== DATA SUPPLIED
PR #2767, opened 2019-04-15
repl: Restore CTRL-C behaviour

### LINKED ISSUE #2743: [regression?] nix repl: ctrl-c behaviour?
It seems that when the nix repl went from using readline -> linenoise -> editline it lost the ctrl-c behaviour of aborting partially typed expressions. Example:

```
Welcome to Nix version 2.3. Type :? for help.

nix-repl> let foo = 1;
          in
          ^C
          ^C
```
 I guess this was not intentional since more or less identical issues have been addressed previously (c.f. #1757, #2076). Currently it looks like the ctrl-c behaviour was last lost in PR #2228.

I have prepared a fix here https://github.com/xbreak/nix/tree/repl/ctrlc which sort of cherry picks from the previous solution when readline was used. I can create a PR if the approach look ok.

globin:
Install signal handler during `readline` to handle SIGINT to abort
partially typed expressions.

Creating PR to make it easier to merge. Fixes #2743, commit by @xbreak.

### DIFF
--- a/src/nix/repl.cc
+++ b/src/nix/repl.cc
@@ -192,6 +192,14 @@ static int listPossibleCallback(char *s, char ***avp) {
   return ac;
 }
 
+namespace {
+    // Used to communicate to NixRepl::getLine whether a signal occurred in ::readline.
+    volatile sig_atomic_t g_signal_received = 0;
+
+    void sigintHandler(int signo) {
+        g_signal_received = signo;
+    }
+}
 
 void NixRepl::mainLoop(const std::vector<std::string> & files)
 {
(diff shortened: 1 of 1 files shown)


dtzWill:
FWIW for the editline upstream has been polishing things recently and in particular right now they're discussing behavior re:signals and API pros/cons-- if there's something that's problematic or could be better now's the time to join in! Or otherwise work with like-minded folks to make a solid experience for your users ^_^.

Linky: https://github.com/troglobit/editline/issues/27#issuecomment-490272968 (and the threads linked from there...)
====
PROMPT:
Filter the records above down to the lines containing "partially".

RESPONSE TO THE EXERCISE:
It seems that when the nix repl went from using readline -> linenoise -> editline it lost the ctrl-c behaviour of aborting partially typed expressions. Example:
partially typed expressions.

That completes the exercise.